• [Aim of the exercise]
Look through the data and write out every line with the word "false" in it.

= = =

PR #170, opened 2026-06-26
fix(runtime): neutralized localStorage is absent, not present-undefined

### LINKED ISSUE #166: `localStorage` is undefined in React project with vitest using `nub run test`
Script cmd: `"test": "vitest run --config ./vitest.config.ts"`
`nub run test` results in tests failing due to localStorage being undefined. `npm run test` doesn't have this issue

> TypeError: Cannot read properties of undefined (reading 'getItem')
 ❯ Object.get src/utils/authorization/resources.ts:11:38
      9|
     10|   export function get(): Resource[] {
     11|     const currentJson = localStorage.getItem('resources');
       |                                      ^
     12|
     13|     if (currentJson === lastResourcesJson) return lastResources;

vitest.config.ts
```ts
export default defineConfig({
    test: {
        isolate: true,
        environment: 'happy-dom',
        restoreMocks: true,
        clearMocks: false,
        mockReset: false,
        testTimeout: 10000,
        setupFiles: ['__mocks__/set-env-vars.ts', '__mocks__/setup-tests.tsx'],
        css: false,
        include: ['src/**/*.test.{js,jsx,ts,tsx}'],
        exclude: ['node_modules', 'dist', 'coverage', '__mocks__']
    },
    resolve: {
        tsconfigPaths: true,
    },
})
```

colinhacks:
On the Node 22.4–24 band, nub neutralized the throwing `localStorage` getter by redefining it present-but-undefined, leaving `'localStorage' in globalThis === true`. Libraries gating on that check (vitest happy-dom) skipped installing their own store, so user code read nub's `undefined` and crashed. Vanilla Node 24 has it absent.

Fix: delete the getter inside the existing `__NUB_NEUTRALIZE_LOCALSTORAGE` gate so the global is absent, matching vanilla Node 24. `sessionStorage` still works; the `--localstorage-file` path and Node 25/26 are unaffected. The env var is retained to scope neutralization to what nub causes.

Adds a band-gated regression test.

Closes #166

### DIFF
--- a/crates/nub-cli/tests/integration.rs
+++ b/crates/nub-cli/tests/integration.rs
@@ -1608,6 +1608,78 @@ fn sessionstorage_works_by_default_localstorage_needs_user_file() {
     let _ = std::fs::remove_dir_all(&dir);
 }
 
+/// On the flag-needed band (22.4–24.x), the neutralized `localStorage` must be
+/// ABSENT (`'localStorage' in globalThis === false`), matching vanilla Node 24 —
+/// NOT present-but-undefined. A present-but-undefined global broke isomorphic
+/// libraries that gate on `'localStorage' in window/globalThis` (vitest's happy-dom
+/// `getWindowKeys`): the present property made them SKIP installing their own
+/// store, so user code read nub's `undefined` and crashed (#166). nub now `delete`s
+/// the throwing getter inside the neutralize gate, restoring the absent shape so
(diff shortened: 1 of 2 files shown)


colinhacks:
Shipped in v0.2.3: https://github.com/nubjs/nub/releases/tag/v0.2.3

= = =

• [Task answer]
        clearMocks: false,
        mockReset: false,
        css: false,
+/// ABSENT (`'localStorage' in globalThis === false`), matching vanilla Node 24 —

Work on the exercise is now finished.